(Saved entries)

Content starts

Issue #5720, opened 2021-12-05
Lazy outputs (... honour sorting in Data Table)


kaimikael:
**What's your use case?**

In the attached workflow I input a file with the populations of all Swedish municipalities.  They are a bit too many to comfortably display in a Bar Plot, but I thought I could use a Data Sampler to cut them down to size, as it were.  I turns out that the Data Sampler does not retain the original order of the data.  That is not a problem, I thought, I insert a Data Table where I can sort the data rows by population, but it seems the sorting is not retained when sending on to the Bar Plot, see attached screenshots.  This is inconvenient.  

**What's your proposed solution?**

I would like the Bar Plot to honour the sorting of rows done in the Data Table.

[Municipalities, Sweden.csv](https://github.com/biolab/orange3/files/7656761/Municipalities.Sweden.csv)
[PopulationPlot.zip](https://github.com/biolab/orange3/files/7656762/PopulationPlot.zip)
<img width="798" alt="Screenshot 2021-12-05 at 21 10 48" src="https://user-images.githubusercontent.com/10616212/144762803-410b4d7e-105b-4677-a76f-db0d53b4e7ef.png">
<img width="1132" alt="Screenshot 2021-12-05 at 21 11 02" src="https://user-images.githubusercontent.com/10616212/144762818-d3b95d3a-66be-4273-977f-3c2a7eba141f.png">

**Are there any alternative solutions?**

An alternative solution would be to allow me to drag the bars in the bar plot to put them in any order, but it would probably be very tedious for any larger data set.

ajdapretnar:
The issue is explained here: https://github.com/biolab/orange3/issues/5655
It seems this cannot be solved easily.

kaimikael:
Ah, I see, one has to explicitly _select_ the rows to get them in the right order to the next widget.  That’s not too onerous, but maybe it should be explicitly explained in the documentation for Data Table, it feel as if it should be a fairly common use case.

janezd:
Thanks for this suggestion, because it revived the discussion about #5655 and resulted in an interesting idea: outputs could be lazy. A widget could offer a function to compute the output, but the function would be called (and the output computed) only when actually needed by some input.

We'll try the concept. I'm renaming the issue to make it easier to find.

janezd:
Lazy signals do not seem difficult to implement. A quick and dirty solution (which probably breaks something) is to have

Content ends

How many of the lines above contain the word "could"? Only the number should be given.

2